Mono-repos vs Multi-repos ❚ Stories, essays, learning, and other considerations

Faced with a new project where a team has to set up a code repository, or faced with a project that grows and diversifies, we have to decide whether a single repo can suit all our needs or if we should split our code into several repos.

Discussions about the pros and cons of both are numerous, and extreme examples of prominent companies with huge mono repos abound.

I was recently asked what I thought about this. My opinion has changed over the years, and as for many topics at some point the answer becomes what it should have been from the start: “it depends”.

Indeed, it’s not worth a general debate on the merits of both (they both have merits). It’s better to discuss a specific situation. The important aspect is to choose what is best for your project, your team. You have a unique context and should not feel forced to map the decisions of other projects or other companies (even well-known companies).

How can I decide ?

There’s an overhead with having multiple repos because it’s harder to integrate them together (coordinated releases, publishing artifacts, testing across several repos, etc). Therefore, as long as you can get by with only one repo it’s great.

At some point, it won’t be that great any more. Usually, because different parts of the repo have different life cycles. At that point, you can consider splitting your repo.

It’s a decision that must be taken after carefully dissecting your context; analyzing the problems you are facing and how well they would be solved by splitting your repository.

How can I know that I have different life cycles for my components ?

I find it difficult to come up with a general rule. Here are examples:

When the changes, most often than not, do not happen together.
When it leads to extremely complicated pipelines in your CI.
When you want un-synchronize the releases of your components (for example if there is a need to support several versions of a component)
When a component happens to have several use cases out of the original one and becomes a shared resource / dependency.
When responsibilities for part of the code changes team

Mostly, rather than trying to follow those examples, it’s better to get a feel for it yourself. Trust me, you’ll know when you have to split :).

The cost of splitting

You should be acutely aware of the substantial overhead of having several repos; keep your single repo as long as you can.

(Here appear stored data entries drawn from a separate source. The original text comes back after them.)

PR #1377, opened 2026-08-07
feat(cli): make the CLI surface discoverable and pipe-safe for AI agents

jeffpignataro:
AI coding agents struggle to drive this CLI, and the reflexive explanation — "AWS CLI and gcloud are in the training data and we aren't" — is only half true. Model knowledge of those tools' flags is substantially stale; what actually makes them work in an agent loop is the recovery loop: cheap structured help, machine-readable output on read commands, and errors that name the next command. More decisively, **Aspect's surface is per-repo** — `aspect <task>` means whatever this repo's `.aspect/*.axl` defines, and customer tasks have by definition never been in any training set. So "get into the weights" is both unreachable and not the bottleneck. This makes the surface answerable at runtime instead.

**Launcher progress.** The download progress renderer chose its line format from the `CI` env var. Anything non-TTY and non-CI — a pipe, a log file, an agent capturing stderr — took the interactive `\r` path, and since a pipe does not process `\r`, every chunk accumulated rather than redrawing in place. That branch was also unthrottled; the 30s interval only applied when `is_ci` was set. A cold `aspect --help` with stderr piped produced 57,178 bytes across 2 lines; it now produces 107. Interactive and CI behavior are unchanged by construction: `redraw_in_place` is `is_terminal() && !is_ci`, so a TTY takes the branch `!is_ci` used to take and CI takes the branch `is_ci` used to take. Only the non-TTY non-CI population moves, onto the throttled path.

**Task summaries.** `build`, `format`, `gazelle`, `lint` and `test` had no `summary`, so `aspect --help` rendered the `"<name> task defined in @aspect//<file>.axl"` fallback for five of nine tasks. Their per-flag help is already detailed, which left the tree descriptive one level down and empty at the top — the level a reader uses to choose a task at all.

**`aspect describe`.** The resolved surface as JSON: every reachable task with a copy-pasteable `command` string, group path, summary, defining module, and every flag with type, default, allowed values and description, plus the feature flags accepted everywhere. Flag strings are produced by `long_flag`, the same helper that builds the real Clap arg, so what is described and what parses cannot drift. `config.axl` overrides are reported as the effective default — re-typed rather than stringified, so an int override reads `2` and not `["2"]` — flagged with `default_from_config`, so a reader sees what will actually happen in this repo rather than the schema value it can never observe. It defaults to JSON because requiring a flag to be known up front defeats the purpose.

At some point, splitting will be the right decision. Still, it will inevitably complicate your life. For example, any change in the “public interface” of any of the projects will require at least one other MR in another project to synchronize the changes (or a later MR to bump a version somewhere). As long as you have a single repository, project-wide changes can be done atomically, which makes things easier.

This is not to say that there is a bad choice here, of course. What I’m saying is that there’s an inevitable overhead in having several repos, whether it’s integration, project-wide changes, deciding where to put the documentation and so forth… There will be an overhead.

Consequently, there has to be something compensating that overhead, otherwise it’s an unnecessary cost (that can be lived with, but could have been avoided).

It’s what happened for a few projects I worked on. In one case, we started with a single repo and at some point needed to split it. It became 2, 3, 5… We now have around ~15 I think. In other words: sometimes it’s worth it. You’ll probably know when it gets to that point, because it becomes obvious that your current situation is not tenable any more.

Once you have switched to having several repos, adding one does not increase the overhead significantly – the overhead is already there.

I’m using git; what about sub-modules ?

I was asked also if sub-modules were an option. They are, of course – though personally I’ve had bad experiences with them and try to avoid using them. It might very well be because I never learned to use them proficiently – but from what I can see on projects I encounter on github, most people avoid them as much as I do.

I prefer having controlled dependencies going through a dependency manager. Most language ecosystems have decent tooling for dependency management; using those brings more consistency. Often they can even fetch dependencies directly from git repos; making them similar to the concept of git’s sub-modules.